ASSIGNED TASK: In the data below, find each line carrying the string "nrows" and copy it out.

=== RECORDS TO PROCESS ===

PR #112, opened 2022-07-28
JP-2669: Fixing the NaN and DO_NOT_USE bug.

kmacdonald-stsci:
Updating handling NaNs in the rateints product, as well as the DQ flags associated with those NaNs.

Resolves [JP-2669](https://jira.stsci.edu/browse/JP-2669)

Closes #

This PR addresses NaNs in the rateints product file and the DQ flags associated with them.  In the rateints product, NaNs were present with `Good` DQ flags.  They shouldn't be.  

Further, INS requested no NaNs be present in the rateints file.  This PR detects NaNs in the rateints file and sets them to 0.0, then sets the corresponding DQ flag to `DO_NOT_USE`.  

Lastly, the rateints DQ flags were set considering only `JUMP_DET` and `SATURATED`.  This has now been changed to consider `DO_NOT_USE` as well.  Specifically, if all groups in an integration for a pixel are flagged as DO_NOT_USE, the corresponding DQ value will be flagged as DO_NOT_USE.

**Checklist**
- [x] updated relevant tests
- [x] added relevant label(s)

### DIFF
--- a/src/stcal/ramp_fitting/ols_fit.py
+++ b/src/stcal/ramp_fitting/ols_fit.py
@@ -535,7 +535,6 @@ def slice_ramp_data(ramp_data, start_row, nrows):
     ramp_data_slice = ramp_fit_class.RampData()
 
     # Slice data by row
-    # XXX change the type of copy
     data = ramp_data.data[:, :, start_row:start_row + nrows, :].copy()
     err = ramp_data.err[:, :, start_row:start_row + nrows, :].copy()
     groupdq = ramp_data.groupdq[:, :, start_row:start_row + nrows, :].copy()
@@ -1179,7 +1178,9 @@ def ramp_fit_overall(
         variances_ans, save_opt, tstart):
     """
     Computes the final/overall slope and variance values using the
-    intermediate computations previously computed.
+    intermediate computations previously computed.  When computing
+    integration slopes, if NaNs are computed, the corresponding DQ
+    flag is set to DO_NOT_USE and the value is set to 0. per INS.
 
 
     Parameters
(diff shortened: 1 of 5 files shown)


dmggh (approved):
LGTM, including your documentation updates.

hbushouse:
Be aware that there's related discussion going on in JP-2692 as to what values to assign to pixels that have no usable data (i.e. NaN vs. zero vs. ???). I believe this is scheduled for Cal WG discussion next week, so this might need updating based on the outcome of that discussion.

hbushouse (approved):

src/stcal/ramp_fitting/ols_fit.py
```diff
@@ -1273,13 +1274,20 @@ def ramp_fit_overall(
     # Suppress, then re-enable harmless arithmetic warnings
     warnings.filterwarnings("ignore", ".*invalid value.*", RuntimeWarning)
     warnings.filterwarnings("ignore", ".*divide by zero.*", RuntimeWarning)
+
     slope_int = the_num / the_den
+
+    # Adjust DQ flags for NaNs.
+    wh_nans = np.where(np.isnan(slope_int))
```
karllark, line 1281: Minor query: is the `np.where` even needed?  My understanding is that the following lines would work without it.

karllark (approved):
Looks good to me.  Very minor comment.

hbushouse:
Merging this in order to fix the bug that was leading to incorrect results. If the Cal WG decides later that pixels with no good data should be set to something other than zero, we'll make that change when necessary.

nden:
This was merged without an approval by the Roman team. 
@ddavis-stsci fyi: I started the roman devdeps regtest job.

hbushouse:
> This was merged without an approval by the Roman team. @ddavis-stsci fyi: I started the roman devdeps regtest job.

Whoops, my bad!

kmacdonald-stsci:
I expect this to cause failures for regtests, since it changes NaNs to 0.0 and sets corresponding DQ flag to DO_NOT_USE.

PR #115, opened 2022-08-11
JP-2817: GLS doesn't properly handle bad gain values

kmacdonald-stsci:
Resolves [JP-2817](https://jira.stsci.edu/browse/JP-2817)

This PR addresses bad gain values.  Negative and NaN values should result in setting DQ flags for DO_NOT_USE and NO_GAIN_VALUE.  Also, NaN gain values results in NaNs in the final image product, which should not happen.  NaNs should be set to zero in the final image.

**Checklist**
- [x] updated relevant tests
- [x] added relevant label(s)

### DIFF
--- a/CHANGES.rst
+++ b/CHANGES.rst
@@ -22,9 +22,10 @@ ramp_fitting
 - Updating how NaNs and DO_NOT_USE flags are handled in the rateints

===

SOLUTION TO THIS EXERCISE:
@@ -535,7 +535,6 @@ def slice_ramp_data(ramp_data, start_row, nrows):
     data = ramp_data.data[:, :, start_row:start_row + nrows, :].copy()
     err = ramp_data.err[:, :, start_row:start_row + nrows, :].copy()
     groupdq = ramp_data.groupdq[:, :, start_row:start_row + nrows, :].copy()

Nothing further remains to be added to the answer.